Segment Start: GIVEN RECORDS
PR #392, opened 2020-02-20
Add "Templates" Section and examples

taysea:
First pass at layout from "Templates" pages the intention here is to:
1. Show screen on both desktop and mobile layouts
2. Allow users to grab code for this screen
3. Give insight into which components make up the screen

Utilize "generate" function from grommet/themes to shrink the baseSpacing for these examples -- however, hpe theme is not currently set up to also adjust text sizing based on this (grommet theme does). However, using a scaled down theme benefits demonstrating the desktop layout).

The two examples here provide two flavors of displaying the components that make up a screen.

Some things with this approach that cause issue is that there is an in between state before the screen breaks to "small" where the desktop layout doesn't have enough real estate.

To-do: Update code links, links to included components


halocline:
[Preview Link](https://deploy-preview-392--keen-mayer-a86c8b.netlify.com/)

aries-site/src/examples/templates/SidebarExample.js
```diff
@@ -0,0 +1,49 @@
...
+  Configure,
+  Terminal,
+  ShieldSecurity,
+  StatusUnknown,
+} from 'grommet-icons';
+
+export const SidebarExample = ({ direction, mobile, ...rest }) => (
+  <Box
+    direction={direction}
+    background="blue"
```
halocline: We should get clarification from @L0ZZI on the color here. The designs show the same #0E5265 (blue.dark) for the sidebar background regardless of light or dark context.

https://www.figma.com/file/JdmovKzBcjU7e4NoFCcxcE/hpe-common-cx-navigation?node-id=60%3A170

Screen Shot 2020-02-20 at 1 21 25 PM

aries-site/src/examples/templates/dashboard/DashboardExample.js
```diff
@@ -0,0 +1,64 @@
...
+import { ScreenContainer, SidebarExample } from '..';
+
+export const DashboardExample = ({ mobile }) => {
+  return (
+    <ScreenContainer mobile={mobile}>
+      <Box
+        direction="row"
+        fill
+        width={mobile && { max: 'large' }}
+        height={mobile && { max: 'xlarge' }}
```
ShimiSun: why are we using `mobile` vs the Responsive Context sizing? Aren't we ignoring the case of tablet?

aries-site/src/examples/templates/dashboard/DashboardExample.js
```diff
@@ -0,0 +1,64 @@
...
+          <PageHeader />
+          <DashboardTiles mobile={mobile} />
+        </Box>
+      </Box>
+      {mobile && (
+        <SidebarExample
+          mobile={mobile}
+          direction="row"
+          fill="horizontal"
+          style={{ position: 'absolute', bottom: 0, left: 0 }}
```
ShimiSun: @ericsoderberghp couldn't think of a grommet-ish way to workaround this style, ideas?

aries-site/src/examples/templates/service-list-screen/ServiceListScreenExample.js
```diff
@@ -0,0 +1,59 @@
...
+      </Box>
+      {mobile && (
+        <SidebarExample
+          direction="row"
+          fill="horizontal"
+          mobile={mobile}
+          style={{ position: 'absolute', bottom: 0, left: 0 }}
+        />
+      )}
+    </ScreenContainer>
```
ShimiSun: Feels like a lot of it can be reused from the previous I commented on, can we create a helper component that will be reused on these two files?

aries-site/src/layouts/content/Example.js
```diff
@@ -99,6 +106,7 @@ export const Example = ({ code, designer, docs, figma, ...rest }) => {
         direction="row"
         background="background-front"
         pad="large"
+        // style={{ transform: 'scale(0.7)' }}
```
ShimiSun: delete?

aries-site/src/pages/templates/index.js
```diff
@@ -0,0 +1,36 @@
...
+
+const title = 'Templates';
+const page = getPageDetails(title);
+
+const Templates = () => {
+  const descriptiveHeader = (
+    <DescriptiveHeader
+      background={page.color}
+      subText={page.description}
+      icon={page.icon}
```
ShimiSun: might be easier to deconstruct those values on line 8

aries-site/src/pages/templates/list-screen.js
```diff
@@ -0,0 +1,90 @@
...
+        </Example>
+        <SubsectionText>
+          Kickstarter austin heirloom whatever meggings artisan, hoodie vinyl
+          listicle. Drinking vinegar lumbersexual hell of umami palo santo YOLO.
+          Meh neutra deep v edison bulb portland jianbing. Aesthetic taxidermy
+          lyft, YOLO glossier enamel pin fam 3 wolf moon. Chartreuse subway tile
+          craft beer swag brooklyn PBR&B 8-bit live-edge edison bulb artisan.
+        </SubsectionText>
+      </Subsection>
+      <Subsection name="What components make this screen?" level={3}>
```
ShimiSun: I see a level=1 and level=3, why are we skipping level 2?

taysea: level 2 is default

aries-site/src/examples/templates/dashboard/DashboardExample.js
ericsoderberghp: We could try having the mobile screen be:

taysea: Good suggestions, thanks!

aries-site/src/examples/templates/SidebarExample.js
```diff
@@ -0,0 +1,61 @@
...
+  Apps,
+  Chat,
+  Clock,
+  Configure,
+  Terminal,
+  ShieldSecurity,
+  StatusUnknown,
+} from 'grommet-icons';
+
+export const SidebarExample = ({ direction, ...rest }) => {
```
halocline: Thoughts on naming this `GlobalNavBar` vs. `Sidebar` to align terminology with: https://github.com/hpe-design/design-system/issues/349?

`GlobalNavBar` may be more explicit so that when we see it, we know that it refers to the blue bar for navigation between HPE apps/services and is sometimes a sidebar, but also a bar at the footer on small screens.

aries-site/src/examples/templates/dashboards/DashboardExample.js
```diff
@@ -0,0 +1,13 @@
+import React from 'react';
```
halocline: So this will be the file which is displayed in the Prism code preview, correct?

If so, does this meet our criteria of "I should be able to copy and paste into my own code"? This certainly presents the cleanest and I can see the imports, but I just want to confirm we are agreement in going this direction.

This approach also gives us the reusability of `ScreenContainer`, `AppHeader`, and `PageHeader` which we will want to use in other Template examples.

aries-site/src/examples/templates/list-views/ListScreenExample.js
```diff
@@ -0,0 +1,18 @@
+import React from 'react';
```
halocline: Same as: https://github.com/hpe-design/design-system/pull/392/files#r384040850

aries-site/src/layouts/main/Layout.js
```diff
@@ -46,6 +46,7 @@ export const Layout = ({
                 position: 'fixed',
                 bottom: size !== 'small' ? '48px' : '24px',
                 right: '24px',
+                zIndex: 10,
```
halocline: I believe this is the same zIndex as the default zIndex in `Layer` -- any conflicts when a Layer is used?

Will this also resolve: https://github.com/hpe-design/design-system/issues/360?

aries-site/src/pages/templates/login-screen.js
```diff
@@ -0,0 +1,24 @@
+import React from 'react';
```
halocline: This file is not being used anywhere, correct?

Will this this file be implemented when work for https://github.com/hpe-design/design-system/issues/412 is done? If so, we should reference it in that issue so that this is seen and doesn't get orphaned.

aries-site/src/layouts/main/Layout.js
taysea: I will double check this -- I added it in because when I created the positioning of sidebar for mobile, as I scrolled the page in mobile, they were on top of the themetoggle. If anything, we could give it a higher value to take precedence over Layer or others.

aries-site/src/pages/templates/login-screen.js
taysea: Right, this is not currently being used. I think it would be better to just remove the file for now. Then, it can be added back in when it will be displayed on the site.

aries-site/src/examples/templates/list-views/ListScreenExample.js
taysea: Answered above.

aries-site/src/examples/templates/SidebarExample.js
taysea: I am open to this naming -- I'm not seeing `Global` on that link however I think it does align with previous conversations of `GlobalLayout` which contains this NavBar and `AppLayout`. Thinking this naming convention (and potentially a component) would be handled by the work Shimi mentioned she'd want to explore in the development of those components. Not sure if we want to resolve naming now or let that development work happen and then we can adjust this example afterwards.

aries-site/src/examples/templates/dashboards/DashboardExample.js
halocline: Great idea. I had forgotten we had discussed that as a solution. Creating https://github.com/hpe-design/design-system/issues/419 to represent this work.

aries-site/src/examples/templates/ScreenContainer.js
```diff
@@ -0,0 +1,41 @@
...
+              pad={{ horizontal: 'medium', bottom: 'medium' }}
+              flex
+              {...rest}
+            />
+          </Box>
+          {size === 'small' && (
+            <SidebarExample
+              direction="row"
+              fill="horizontal"
+              mobile={mobile}
```
ShimiSun: Are we keeping the `mobile` calculation way? what about another screen sizing?

aries-site/src/examples/templates/ScreenContainer.js
```diff
@@ -0,0 +1,41 @@
+import React from 'react';
+import PropTypes from 'prop-types';
+import { Box, ResponsiveContext } from 'grommet';
+import { SidebarExample } from '.';
+
+export const ScreenContainer = ({ mobile, ...rest }) => (
+  <ResponsiveContext.Provider value={mobile && 'small'}>
+    <ResponsiveContext.Consumer>
+      {size => (
```
ShimiSun: Can we pull `size` from `useContext`?

aries-site/src/layouts/main/Layout.js
ShimiSun: I'm curious about this random number.

aries-site/src/examples/templates/ScreenContainer.js
taysea: Because we are establishing the ResponsiveContext.provider value in this file, we can't use the hook.

aries-site/src/examples/templates/ScreenContainer.js
taysea: Good catch, we don't need it anymore. I'll remove this. We are using `size` and `useContext` in Sidebar to achieve this.

aries-site/src/layouts/content/ExampleComponents.js
```diff
@@ -0,0 +1,35 @@
...
+import { SubsectionText } from '../../components';
+
+export const ExampleComponents = ({ components }) => (
+  <Subsection name="What components make this screen?" level={3}>
+    <SubsectionText>
+      To find more details about the usage of each of these components, check
+      out their documentation.
+    </SubsectionText>
+    <Box direction="row-responsive" gap="medium" wrap>
+      {components.map(component => (
```
halocline: Inconsistent formatting of buttons on mobile, multiple devices\

Screen Shot 2020-02-25 at 2 23 22 PM

taysea: Good catch -- this is because Tiles doesn't have an href because we don't have documentation currently for it anywhere. I can point it to grid for now? -- when buttons have an href the text becomes left justified.

taysea: We should have a section on the site for Tiles though, since it's an aries-core component that Shimi has already built out.

aries-site/src/layouts/main/Layout.js
taysea: The idea was to have it sit on top of page content, and without this defined, the Example was sometimes scrolling on top of the ThemeToggle button. The value `10` was chosen somewhat arbitrarily, but just to be something that would be higher than the zIndex of normal page elements. Open to changing the value to something else or hear about rationale for how to decide this value.

aries-site/src/examples/templates/dashboard/DashboardExample.js
taysea: I like this approach, but Layer needs to be adjusted so that you can choose what box the "position" should align width. Going to file as a feature request on Grommet.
Segment End: GIVEN RECORDS
▶ _WHAT THE TASK REQUIRES_
Show all lines above that contain "title".

▶ _RESPONSE_
+const title = 'Templates';
+const page = getPageDetails(title);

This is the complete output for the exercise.